**Problem**
Among the entries below, how many lines include "exists"? Give the number alone.

Start of Input material

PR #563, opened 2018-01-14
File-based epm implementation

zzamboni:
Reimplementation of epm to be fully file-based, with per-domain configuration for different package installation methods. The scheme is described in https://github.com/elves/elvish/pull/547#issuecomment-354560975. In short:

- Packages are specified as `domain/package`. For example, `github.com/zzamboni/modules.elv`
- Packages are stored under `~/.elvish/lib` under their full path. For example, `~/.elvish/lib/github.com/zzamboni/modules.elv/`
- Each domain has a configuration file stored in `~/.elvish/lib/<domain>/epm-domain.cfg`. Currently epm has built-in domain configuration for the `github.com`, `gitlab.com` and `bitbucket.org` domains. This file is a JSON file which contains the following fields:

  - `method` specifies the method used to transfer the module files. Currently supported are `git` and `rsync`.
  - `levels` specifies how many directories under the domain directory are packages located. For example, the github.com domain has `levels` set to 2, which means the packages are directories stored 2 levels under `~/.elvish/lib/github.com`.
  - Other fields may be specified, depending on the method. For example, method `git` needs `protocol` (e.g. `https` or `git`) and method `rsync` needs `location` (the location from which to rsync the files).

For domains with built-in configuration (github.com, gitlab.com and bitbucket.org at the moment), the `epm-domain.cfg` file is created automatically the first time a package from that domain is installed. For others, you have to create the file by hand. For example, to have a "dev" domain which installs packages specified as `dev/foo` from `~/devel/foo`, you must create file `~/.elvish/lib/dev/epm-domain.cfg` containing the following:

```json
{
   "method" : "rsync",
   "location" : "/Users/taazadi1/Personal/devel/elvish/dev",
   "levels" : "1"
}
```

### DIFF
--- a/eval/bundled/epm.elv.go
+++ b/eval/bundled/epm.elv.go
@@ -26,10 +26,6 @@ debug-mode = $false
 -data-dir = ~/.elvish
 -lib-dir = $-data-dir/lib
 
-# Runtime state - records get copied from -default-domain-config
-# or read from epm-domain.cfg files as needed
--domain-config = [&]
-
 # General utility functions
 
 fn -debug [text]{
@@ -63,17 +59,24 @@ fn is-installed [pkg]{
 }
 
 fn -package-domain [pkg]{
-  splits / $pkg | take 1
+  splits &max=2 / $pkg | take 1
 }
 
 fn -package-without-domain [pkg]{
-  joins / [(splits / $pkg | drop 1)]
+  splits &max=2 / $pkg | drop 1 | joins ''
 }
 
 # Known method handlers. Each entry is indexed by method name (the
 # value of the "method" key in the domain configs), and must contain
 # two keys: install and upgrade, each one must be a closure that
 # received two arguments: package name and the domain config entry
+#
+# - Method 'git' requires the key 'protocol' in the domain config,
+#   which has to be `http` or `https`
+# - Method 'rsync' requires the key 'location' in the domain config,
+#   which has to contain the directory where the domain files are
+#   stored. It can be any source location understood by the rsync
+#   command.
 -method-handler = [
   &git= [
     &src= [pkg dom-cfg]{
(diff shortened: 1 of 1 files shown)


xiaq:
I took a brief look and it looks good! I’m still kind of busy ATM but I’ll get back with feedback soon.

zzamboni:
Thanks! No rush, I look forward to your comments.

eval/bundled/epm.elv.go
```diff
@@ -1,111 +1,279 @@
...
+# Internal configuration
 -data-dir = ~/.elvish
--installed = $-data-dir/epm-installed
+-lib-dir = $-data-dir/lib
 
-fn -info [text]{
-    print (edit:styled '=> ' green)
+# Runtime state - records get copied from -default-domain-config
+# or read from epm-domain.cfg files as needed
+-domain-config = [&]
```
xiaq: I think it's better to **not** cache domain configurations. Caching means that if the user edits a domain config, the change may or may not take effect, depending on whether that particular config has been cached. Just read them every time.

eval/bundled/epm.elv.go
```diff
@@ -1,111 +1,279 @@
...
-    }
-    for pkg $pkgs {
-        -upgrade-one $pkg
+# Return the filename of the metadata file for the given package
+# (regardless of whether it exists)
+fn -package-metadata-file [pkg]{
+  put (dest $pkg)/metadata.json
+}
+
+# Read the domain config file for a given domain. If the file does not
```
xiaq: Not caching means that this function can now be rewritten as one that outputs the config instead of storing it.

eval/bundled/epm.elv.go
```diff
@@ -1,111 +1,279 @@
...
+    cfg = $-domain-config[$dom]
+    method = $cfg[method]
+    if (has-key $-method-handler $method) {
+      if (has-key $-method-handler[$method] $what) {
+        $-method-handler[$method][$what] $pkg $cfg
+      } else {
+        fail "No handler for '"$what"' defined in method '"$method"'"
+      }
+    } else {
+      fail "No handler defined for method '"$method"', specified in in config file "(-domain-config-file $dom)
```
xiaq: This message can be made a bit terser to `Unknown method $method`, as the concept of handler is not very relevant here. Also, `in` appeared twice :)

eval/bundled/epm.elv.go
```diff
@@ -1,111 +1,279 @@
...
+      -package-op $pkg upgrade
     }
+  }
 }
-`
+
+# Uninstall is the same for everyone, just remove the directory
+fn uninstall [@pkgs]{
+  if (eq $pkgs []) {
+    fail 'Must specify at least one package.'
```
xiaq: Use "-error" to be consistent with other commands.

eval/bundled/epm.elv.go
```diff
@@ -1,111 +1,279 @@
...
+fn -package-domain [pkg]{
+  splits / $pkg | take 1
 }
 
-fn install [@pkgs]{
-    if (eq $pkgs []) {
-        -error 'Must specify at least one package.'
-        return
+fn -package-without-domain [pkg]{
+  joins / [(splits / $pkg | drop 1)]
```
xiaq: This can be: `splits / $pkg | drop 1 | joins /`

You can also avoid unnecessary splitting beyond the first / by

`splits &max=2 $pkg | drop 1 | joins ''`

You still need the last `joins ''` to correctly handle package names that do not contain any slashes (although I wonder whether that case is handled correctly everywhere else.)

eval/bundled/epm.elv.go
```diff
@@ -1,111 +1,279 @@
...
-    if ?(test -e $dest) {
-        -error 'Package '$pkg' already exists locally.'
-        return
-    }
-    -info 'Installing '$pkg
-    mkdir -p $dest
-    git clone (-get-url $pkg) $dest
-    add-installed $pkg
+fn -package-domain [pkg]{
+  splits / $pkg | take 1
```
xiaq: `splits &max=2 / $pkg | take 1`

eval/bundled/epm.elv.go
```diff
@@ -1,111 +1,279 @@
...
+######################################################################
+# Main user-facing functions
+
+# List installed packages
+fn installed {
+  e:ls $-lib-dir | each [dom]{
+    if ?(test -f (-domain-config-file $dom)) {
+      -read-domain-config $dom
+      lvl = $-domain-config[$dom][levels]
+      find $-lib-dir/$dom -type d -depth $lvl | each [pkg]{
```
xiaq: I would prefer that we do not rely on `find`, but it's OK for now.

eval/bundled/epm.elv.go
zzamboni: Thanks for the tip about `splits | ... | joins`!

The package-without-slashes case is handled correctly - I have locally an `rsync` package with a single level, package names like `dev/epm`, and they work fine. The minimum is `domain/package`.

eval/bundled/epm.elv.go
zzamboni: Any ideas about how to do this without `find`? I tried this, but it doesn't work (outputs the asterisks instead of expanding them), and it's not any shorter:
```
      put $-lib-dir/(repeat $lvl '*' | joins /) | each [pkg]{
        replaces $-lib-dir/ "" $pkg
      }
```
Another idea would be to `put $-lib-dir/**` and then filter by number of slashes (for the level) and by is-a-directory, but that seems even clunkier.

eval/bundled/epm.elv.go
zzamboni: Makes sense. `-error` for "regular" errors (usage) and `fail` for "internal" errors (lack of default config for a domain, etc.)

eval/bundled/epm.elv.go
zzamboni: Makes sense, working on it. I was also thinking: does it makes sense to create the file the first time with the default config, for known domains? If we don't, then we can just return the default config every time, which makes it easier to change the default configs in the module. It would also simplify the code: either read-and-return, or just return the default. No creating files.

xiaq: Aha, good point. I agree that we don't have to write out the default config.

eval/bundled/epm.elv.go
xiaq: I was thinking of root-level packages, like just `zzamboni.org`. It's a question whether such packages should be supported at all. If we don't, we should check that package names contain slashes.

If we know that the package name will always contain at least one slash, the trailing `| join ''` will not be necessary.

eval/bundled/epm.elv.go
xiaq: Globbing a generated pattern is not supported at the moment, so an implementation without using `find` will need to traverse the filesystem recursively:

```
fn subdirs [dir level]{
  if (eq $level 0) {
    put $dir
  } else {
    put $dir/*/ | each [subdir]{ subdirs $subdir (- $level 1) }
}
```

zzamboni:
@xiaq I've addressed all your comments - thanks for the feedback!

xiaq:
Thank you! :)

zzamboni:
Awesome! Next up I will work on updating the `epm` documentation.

End of Input material

**Reply to the exercise**
2